REQUIRED ACTION: Copy each line from the data that has the word "below" in it.

INFORMATION:
PR #1178, opened 2026-07-24
Run animal (non-human) individuals: optional gender, age/height-less run, build-time stopIfFails skip

### LINKED ISSUE #1162: Animal (non-human) individuals cannot be run: gender required + age/height crash
## Summary

A migration test of the 6.0.0 JSON model against seven legacy Excel projects found that no animal (non-human) project can be run on either the importer path or the hand-authoring path. Two independent defects combine: `gender` is treated as a mandatory non-empty field even for a species whose only valid PK-Sim gender is `UNKNOWN`, and an individual that legitimately carries no `age`/`height` crashes `runScenarios()` with an uninformative error. Both were reproduced identically on two separate cross-species projects. Tested at commit `677f9c8e546181db27d60295599d0ccf6fedbb49` (branch `json-based-project`, esqlabsR 6.0.0.9001), ospsuite 12.4.4 / PK-Sim 12.3.173.

These are new findings, not covered by the migration issues #1118 or #1157.

## Defect 1: `gender` is unconditionally required but cannot be set for an `UNKNOWN`-only species

An animal population whose only valid PK-Sim gender is `UNKNOWN` cannot be represented. The importer writes such individuals with no `gender` field; `validateProject()` then flags each as a critical error, and `addIndividual()` refuses to create one at all. Inventing a gender to get past authoring is rejected downstream by PK-Sim at build time.

Messages observed:

- Validator: `[Missing Fields] Required field 'gender' is missing or empty in individual '<id>'`
- Authoring: `Cannot add individual "<id>": gender must be a non-empty string`
- PK-Sim at build time (after inventing a gender): `Could not find gender 'MALE' for population '<animal population>'. Available genders are: UNKNOWN`

Root cause: `R/individuals.R:73` lists `gender` in `requiredFields` unconditionally, and `R/individuals.R:259-268` rejects a gender-less individual at add time. `addIndividual(gender = "UNKNOWN")` is already accepted (`UNKNOWN` is a valid entry in `GenderInt`), so the gap is twofold: the importer does not default an absent gender to `UNKNOWN`, and the validator treats an absent gender as critical rather than defaulting it.

Suggested fix: treat `gender` as optional, defaulting to `UNKNOWN` when absent (in both the importer output and the validator), rather than requiring a non-empty value.

## Defect 2: an `age`-less / `height`-less individual crashes `runScenarios()`

The one fully-runnable scenario of each animal project fails identically on both the imported and the hand-authored tree:

```
Error in if (is.null(value) || is.na(value)) { : missing value where TRUE/FALSE needed
```

Call path: `runScenarios()` -> `.prepareScenario()` -> `ospsuite::createIndividualCharacteristics()` -> `.createSnapshotParameter(age, ageUnit)`.

Root cause: `R/scenario-execution.R:390-392` passes `weight`/`height`/`age` through `as.double(indivData$...)`. For an animal individual that carries only weight, `age` and `height` are `NULL`, so `as.double(NULL)` is `numeric(0)`. ospsuite's `.createSnapshotParameter` does `if (is.null(value) || is.na(value))`, and `is.na(numeric(0))` is `logical(0)`, so the `if` aborts. Reproduced in isolation: `if (is.null(as.double(NULL)) || is.na(as.double(NULL)))` raises the same message.

Suggested fix: coerce a missing biometric to `NA_real_` (length 1) before handing it to ospsuite, or omit the argument entirely when the field is absent, so an individual that legitimately has no age/height yields a clean run rather than a length-zero crash.

## Impact

Together these block every non-human individual from running. Defect 1 blocks validation and authoring; even once past it (by supplying `gender = "UNKNOWN"`), defect 2 blocks the actual simulation. A migrated animal project is therefore not runnable end to end without hand edits to the individuals and a code fix.

## Reproduction

Both defects reproduce on esqlabsR's own bundled fixture pattern by adding an individual with `species = "Dog"`, `population = "Beagle"`, only a `weight` set, and no `gender`/`age`/`height` (the standard shape for a PK-Sim animal individual). No source-project data is needed. Root-cause lines above are all in `R/` at the tested commit.

Related: #666 (species scaling robustness) touches the same species/individual area but is about applying species, not the gender/age/height run blocker.

### LINKED ISSUE #1170: runScenarios(stopIfFails=FALSE) does not skip a build-time scenario failure
Found during migration testing of the 6.0.0 JSON model (tested at commit `677f9c8e546181db27d60295599d0ccf6fedbb49`). `runScenarios(..., stopIfFails = FALSE)` does not skip a scenario that fails at build time (e.g. a missing model parameter path); the whole batch aborts. A user expecting "run the ones that work, skip the broken one" instead gets a full-batch abort.

Root cause: `stopIfFails` only guards result collection (`R/scenario-execution.R:589-600`); the scenario build runs unguarded earlier at `R/scenario-execution.R:669`, so a build-time failure escapes the `stopIfFails` handling entirely.

Suggested fix: wrap the build step in the same `stopIfFails` handling as result collection, so a build-time failure of one scenario is surfaced-and-skipped (not fatal) when `stopIfFails = FALSE`.

Felixmil:
Migration testing of the 6.0.0 JSON model against legacy Excel projects surfaced three defects that together block every animal (non-human) project from running. This fixes all three: an individual whose only valid PK-Sim gender is `UNKNOWN` can now be represented and run, an individual that legitimately carries no age/height no longer crashes the run, and `runScenarios(stopIfFails = FALSE)` now also skips a scenario that fails at build time instead of aborting the whole batch.

## Gender is optional, defaulting to UNKNOWN (#1162)

`gender` was unconditionally required on an individual, so an animal species whose only valid PK-Sim gender is `UNKNOWN` could not be represented: the importer wrote such individuals with no gender, `validateProject()` flagged each as a critical error, and `addIndividual()` refused to create one. `gender` is now optional and defaults to `UNKNOWN` when absent. The Excel importer defaults a blank Gender cell to `UNKNOWN`, `addIndividual()` defaults an absent gender (a supplied gender must still be a valid `Gender` token), and `validateProject()` no longer treats a gender-less individual as an error.

## An age-less / height-less individual no longer crashes the run (#1162)

An animal individual legitimately carries only a weight. `runScenarios()` passed `age`/`height`/`weight` through `as.double()`, so an absent field became a length-zero `numeric(0)`, which defeated ospsuite's own `is.null()` guard in `createIndividualCharacteristics()` and aborted with `missing value where TRUE/FALSE needed`. The biometrics are now passed through as-is; an absent one stays `NULL` (which ospsuite defaults), so a weight-only individual runs cleanly.

## stopIfFails also skips a build-time failure (#1170)

`stopIfFails` only guarded result collection; a scenario that failed at build time (e.g. a missing model parameter path) escaped it and aborted the whole batch. The build step is now wrapped in the same handling: with `stopIfFails = FALSE` a build failure warns, that scenario is skipped, and the rest still build, run, and return. `buildSimulations()` keeps aborting on a build failure. A skipped scenario keeps an explicit `NULL` slot (single-bracket assignment) so the positional run loops are unaffected when a non-last scenario fails, and result collection no longer touches a skipped scenario's `NULL` simulation.

## Example

Behaviour change for a gender-less animal individual (previously `addIndividual()` aborted with "gender must be a non-empty string" and `validateProject()` reported a critical error):

``` r
devtools::load_all("<repo>", quiet = TRUE)
projectPath <- system.file("extdata/projects/Example/Project.json", package = "esqlabsR")
project <- loadProject(projectPath)
# An animal individual whose only valid PK-Sim gender is UNKNOWN carries only a
# weight: no gender, no age, no height. addIndividual() now accepts it, defaulting
# gender to UNKNOWN (previously it aborted: "gender must be a non-empty string").
addIndividual(project, "beagle", species = "Dog", population = "Beagle", weight = 10)
project$definitions$individuals[["beagle"]]
#> <Individual>
#>   • Species: Dog
#>   • Population: Beagle
#>   • Gender: UNKNOWN
#>   • Weight: 10
#>   • Height: <empty string>
#>   • Age: <empty string>
#>   • Parameter Sets: <empty string>
# validateProject() no longer reports the gender-less individual as a critical error.
length(validateProject(project)$individuals$critical_errors)
#> [1] 0
```

## Drive-by: the `paramSheets` deprecation never warned

Not part of either issue, but the branch could not go green without it: `tests/testthat/test-scenario-from-pkml.R` ("paramSheets argument is soft-deprecated") was failing on `json-based-project` before this PR branched.

`lifecycle::deprecate_soft()` gates every warning path on `is_direct()`, computed from `user_env = caller_env(2)`. The deprecation was raised inside `.createScenariosFromPKML_impl()`, three layers below the exported function (free function -> `Project` method -> `private$.impl()` -> `_impl`), so `caller_env(2)` resolved to an internal esqlabsR frame, the call was judged indirect, and nothing was ever signalled. Setting `lifecycle_verbosity = "warning"` only sets `always = TRUE`; it does not bypass that gate, which is why the test's `withr::local_options()` could not opt back in.

`createScenariosFromPKML()` now warns and translates `paramSheets` before forwarding. The `_impl` still accepts and translates it, so the matching `Project` method behaves exactly as before. The warning now fires on every call rather than depending on once-per-session dedup.

Closes #1162
Closes #1170

## Summary by CodeRabbit

* **New Features**
  * Individuals can now omit gender; it defaults to `UNKNOWN`.
  * Excel imports apply the same default for empty gender values.
  * Scenario runs can skip scenarios that fail during setup when `stopIfFails = FALSE`, allowing other scenarios to continue.

* **Bug Fixes**
  * Fixed crashes when individual age or height is missing.
  * Skipped scenarios now correctly report no results and retain `NULL` output values.

* **Documentation**
  * Clarified scenario failure handling and default gender behavior.


R/scenario-execution.R
```diff
@@ -383,13 +383,19 @@
...
+        # weight/height/age are stored as doubles (or absent). Pass them through
+        # as-is: an absent biometric stays NULL, which
+        # `createIndividualCharacteristics()` defaults. Coercing with
+        # `as.double()` would turn a NULL into `numeric(0)`, which defeats
+        # ospsuite's own `is.null()` guard and crashes an animal individual that
+        # legitimately carries only a weight.
         individualCharacteristics <- ospsuite::createIndividualCharacteristics(
           species = indivData$species,
           population = indivData$population,
           gender = indivData$gender,
```
Felixmil, line 395: **The `gender = "UNKNOWN"` default only exists on the authoring/Excel paths, not the JSON-load path.**

`addIndividual()` (`.buildIndividualEntry`) and the Excel importer both explicitly default an absent gender to `"UNKNOWN"` at write time. `.parseIndividuals()` (R/individuals.R:12-41) does not: it loops over the raw entry's fields and simply skips any field whose value is `NULL`/absent, so an individual hand-authored in `definitions/individuals/*.json` without a `gender` key keeps `gender` unset forever. That reaches this line as `indivData$gender == NULL`, which is forwarded directly into `ospsuite::createIndividualCharacteristics(gender = NULL, ...)` — unlike `weight`/`height`/`age`, which the comment above documents ospsuite as NULL-safe for, gender has no such documented/tested NULL handling.

Since JSON is the primary source of truth for this project model (not `addIndividual()`), this is exactly the "animal individual with no gender" scenario PR #1178 is meant to unblock, but it's only fixed for the authoring API — the JSON-first path (`loadProject()` → `runScenarios()`) still hits the old crash. `.validateIndividuals` now accepts a gender-less individual (test: "does not flag an absent gender"), so this passes validation and only fails deep inside ospsuite at run time.

Suggest defaulting `gender` to `"UNKNOWN"` in `.parseIndividuals()` itself (mirroring `.buildIndividualEntry`), and adding a test that loads a gender-less individual straight from JSON through `runScenarios()`.

---

R/scenario-execution.R
```diff
@@ -560,15 +567,36 @@
...
+    result <- tryCatch(
+      .prepareScenario(
+        scenario = allScenarios[[name]],
+        project = project,
+        customParams = customParams,
+        cache = cache,
+        simulationRunOptions = simulationRunOptions,
+        stopIfParameterNotFound = stopIfParameterNotFound
+      ),
+      error = function(e) {
```
Felixmil, line 585: **This `tryCatch` catches every error type, not just build-time data problems.**

`error = function(e)` matches on the base `error` condition class — there's no more specific condition class distinguishing "legitimate build failure" (missing model parameter path, bad individual data) from an unrelated bug elsewhere in `.prepareScenario()`'s call chain (file resolution, `ospsuite::loadSimulation`, population resolution, etc.). With `stopIfFails = FALSE` — which the PR/NEWS position for production batch runs — any such bug for one scenario is now silently downgraded to a per-scenario warning and the batch continues, rather than surfacing as the real failure it is.

Worth scoping this catch to a dedicated condition class raised at the specific "this scenario's data is bad" sites, so a genuine defect still aborts loudly even under `stopIfFails = FALSE`.

---

R/individuals.R
```diff
@@ -70,7 +71,7 @@
     return(result)
   }
 
-  requiredFields <- c("species", "gender")
+  requiredFields <- c("species")
```
Felixmil, line 81: **`.validateIndividuals()` no longer checks that a *present* `gender` is a valid token.**

Dropping `gender` from `requiredFields` correctly stops flagging an *absent* gender, but there's no replacement check for a gender that's present-but-invalid (e.g. `"gender": ""` or `"gender": "foo"` in a hand-authored JSON file). `addIndividual()`/`.buildIndividualEntry` validate against the `GenderInt` enum on the authoring path, but `.validateIndividuals` — the check that runs against hand-edited/imported JSON via `.individualsValidatorAdapter` — has no equivalent, so such a value passes `validateProject()` cleanly and only surfaces as an opaque ospsuite error at `runScenarios()` time.

Suggest adding an enum-membership check here for a present `gender`, mirroring what `.buildIndividualEntry` already does.

---

R/scenario-execution.R
```diff
@@ -589,7 +617,10 @@
   stopIfFails = TRUE
 ) {
   outputQuantities <- NULL
-  if (!is.null(scenario$outputPaths)) {
+  # `simulation` is NULL for a scenario skipped at build time (stopIfFails =
+  # FALSE); there is nothing to resolve output quantities against, so leave
+  # them NULL and let the no-results branch below record the skip.
+  if (!is.null(simulation) && !is.null(scenario$outputPaths)) {
```
Felixmil, line 624: **A build-time skip now produces two warnings for the same event.**

When a scenario fails to *build* under `stopIfFails = FALSE`, `.buildScenarioSimulations()` already warns via `messages$scenarioBuildFailed()` (line 589) and leaves that scenario's `prepared` entry `NULL`. That flows through to this function with `simulation = NULL, results = NULL`; a few lines below (the `if (is.null(results))` branch), `stopIfFails = FALSE` triggers a *second* warning — `messages$missingResultsForScenario()` — for a scenario that never built, not one that ran and produced no results.

A caller running `runScenarios(project, stopIfFails = FALSE)` over a batch with one bad scenario sees two differently-worded warnings for what looks like two different root causes. Consider skipping the "no results" warning here when `simulation` is also `NULL` (i.e. this scenario already warned at build time).

---

Felixmil (commented):
Automated high-effort review (multi-angle pass). One finding stood out as corroborated independently across every review angle and isn't caught by the existing CodeRabbit comments: the `gender = "UNKNOWN"` default added for `addIndividual()`/the Excel importer never made it into `.parseIndividuals()`, so a hand-authored `definitions/individuals/*.json` file (the primary, JSON-first authoring path this project's migration is built around) omitting `gender` still reaches `ospsuite::createIndividualCharacteristics(gender = NULL, ...)` untested — the exact crash this PR is meant to fix, just reachable from a different entrypoint. The other three comments (double warning on a build-time skip, an overly broad `tryCatch`, and a validator gap for a present-but-invalid `gender`) are lower-severity but were each flagged by 2+ independent review passes.

---

R/scenario-execution.R
Felixmil: Fixed in 89c05724. `.parseIndividuals()` now defaults an absent `gender` to `"UNKNOWN"`, mirroring `.buildIndividualEntry()` and the Excel importer, so every stored individual carries a concrete gender regardless of which entrypoint created it. Added a test covering the JSON-load path directly.

One correction to the diagnosis: I checked, and `ospsuite::createIndividualCharacteristics(gender = NULL, ...)` does **not** crash — it returns an object with an empty gender. So this was a consistency gap (the JSON-first path, the primary one, behaved differently from the other two) rather than the run-time crash described. The fix stands either way.

R/individuals.R
Felixmil: Fixed in 89c05724. `.validateIndividuals()` now reports a present-but-invalid `gender` as a critical error, mirroring the `GenderInt` check in `.buildIndividualEntry()`. An absent gender stays valid (it is defaulted to `UNKNOWN` on every load path). Regression test covers both `"banana"` and `""`.

R/scenario-execution.R
Felixmil: Fixed in 89c05724. `.collectScenarioResult()` skips the "no results" warning when `simulation` is `NULL`, which is exactly the build-time-skip case that already warned via `scenarioBuildFailed()`. A scenario that built but produced no results still warns as before. Added tests for both the single-warning skip and the still-warns-on-empty-results case.

R/project-excel.R
```diff
@@ -1485,7 +1485,9 @@ projectStatus <- function(project, silent = FALSE) {
       individualId = as.character(row$IndividualId),
       species = as.character(row$Species),
       population = as.character(row$Population),
-      gender = as.character(row$Gender),
+      # An empty Gender cell defaults to UNKNOWN (the only valid PK-Sim gender
+      # for some animal species), rather than an NA the validator would flag.
+      gender = .naToDefault(as.character(row$Gender), "UNKNOWN"),
```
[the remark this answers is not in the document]
Felixmil: Fixed in 89c05724. Added a `.blankToDefault()` helper (`.naToDefault()` only handled `NA`) and used it for the Gender cell, so an empty-string or whitespace-only cell imports as `UNKNOWN` rather than an invalid empty gender. Test covers both `""` and `"   "`.

man/runScenarios.Rd
```diff
@@ -43,10 +43,11 @@ already validated the project).}
...
 
-\item{stopIfFails}{Logical. If \code{TRUE} (default), a scenario whose
-simulation produced no results aborts the run with an error. Set to
-\code{FALSE} to instead warn and leave that scenario's \code{outputValues}
-\code{NULL} while the other scenarios are still returned.}
+\item{stopIfFails}{Logical. If \code{TRUE} (default), a scenario that fails to
+build (e.g. a missing model parameter path) or whose simulation produced
+no results aborts the run with an error. Set to \code{FALSE} to instead warn
+and leave that scenario's \code{outputValues} \code{NULL} while the other scenarios
+are still built, run, and returned.}
```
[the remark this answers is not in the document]
Felixmil: Fixed in 89c05724. The roxygen `@returns` in `R/scenarios.R` now states that with `stopIfFails = FALSE` a scenario skipped at build time is still returned with `simulation`, `results`, and `outputValues` all `NULL`; the existing wording for simulation failures is retained. `man/runScenarios.Rd` regenerated.

tests/testthat/test-scenario-execution.R
```diff
@@ -153,33 +165,106 @@ test_that("runScenarios aborts by default when a scenario simulation produces no
...
+  )
+  local_mocked_bindings(
+    runSimulations = .mockNoResults
+  )
+  out <- suppressWarnings(
+    runScenarios(project, stopIfFails = FALSE)
+  )
+  expect_true(all(c("testscenario", "second") %in% names(out)))
+  expect_null(out$second$outputValues)
+})
```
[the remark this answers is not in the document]
Felixmil: Fixed in 89c05724. Both tests now assert `expect_s3_class(out$testscenario$simulation, "Simulation")`, so an unexpected `.prepareScenario()` failure can no longer pass as the same `NULL`-results shape. The build-skip test additionally asserts `out$second$simulation` is `NULL`, pinning both sides of the distinction.

R/scenario-execution.R
Felixmil: Not changing this here, deliberately.

The concern is fair in principle, but the failure is not silent: the caught error's own message is threaded verbatim into the warning via `messages$scenarioBuildFailed(conditionMessage(e))`, so an unrelated bug in `.prepareScenario()`'s call chain still surfaces its real message, named against the scenario it happened on. And `stopIfFails = FALSE` is an explicit opt-in to best-effort batch behaviour: the caller has asked for "run what you can, tell me what you couldn't".

Introducing a dedicated condition class would mean raising it at every "this scenario's data is bad" site across file resolution, `loadSimulation`, parameter application, and population resolution, and deciding for each existing abort whether it qualifies. That is a design change well beyond the two bug fixes this PR carries (#1162, #1170), and it would touch code paths neither issue is about.

Worth its own issue if we want the stricter contract.

R/individuals.R
```diff
@@ -252,14 +256,14 @@ addIndividual <- function(project, id, species, ...) {
...
+  # valid PK-Sim gender for some animal species). A supplied gender must still
+  # be a valid `GenderInt` token.
   gender <- fields$gender
-  if (
-    is.null(gender) ||
-      !is.character(gender) ||
+  if (is.null(gender)) {
+    gender <- "UNKNOWN"
+  } else if (
+    !is.character(gender) ||
```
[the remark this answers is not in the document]
Felixmil: Not applying this one: as of 89c05724 it is unreachable.

All three entrypoints that can put an individual into `project$definitions$individuals` now materialize a concrete gender: `.parseIndividuals()` (JSON load), `.buildIndividualEntry()` (authoring API), and `.parseExcelIndividuals()` (Excel import) each default an absent gender to `"UNKNOWN"`. `.setOneIndividual()` only touches gender when the caller supplies one, and rejects an empty value. So `ic$gender` is never `NULL` by the time `.individualsToExcelDf()` sees it, and `as.character(ic$gender %||% "UNKNOWN")` would be dead defensive code.

The gap the comment identifies was real when it was written (the default existed only on the authoring and Excel paths); it is closed at the source instead, which also fixes the same gap for `runScenarios()` and `validateProject()`.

TASK OUTPUT:
`lifecycle::deprecate_soft()` gates every warning path on `is_direct()`, computed from `user_env = caller_env(2)`. The deprecation was raised inside `.createScenariosFromPKML_impl()`, three layers below the exported function (free function -> `Project` method -> `private$.impl()` -> `_impl`), so `caller_env(2)` resolved to an internal esqlabsR frame, the call was judged indirect, and nothing was ever signalled. Setting `lifecycle_verbosity = "warning"` only sets `always = TRUE`; it does not bypass that gate, which is why the test's `withr::local_options()` could not opt back in.
+  # them NULL and let the no-results branch below record the skip.
When a scenario fails to *build* under `stopIfFails = FALSE`, `.buildScenarioSimulations()` already warns via `messages$scenarioBuildFailed()` (line 589) and leaves that scenario's `prepared` entry `NULL`. That flows through to this function with `simulation = NULL, results = NULL`; a few lines below (the `if (is.null(results))` branch), `stopIfFails = FALSE` triggers a *second* warning — `messages$missingResultsForScenario()` — for a scenario that never built, not one that ran and produced no results.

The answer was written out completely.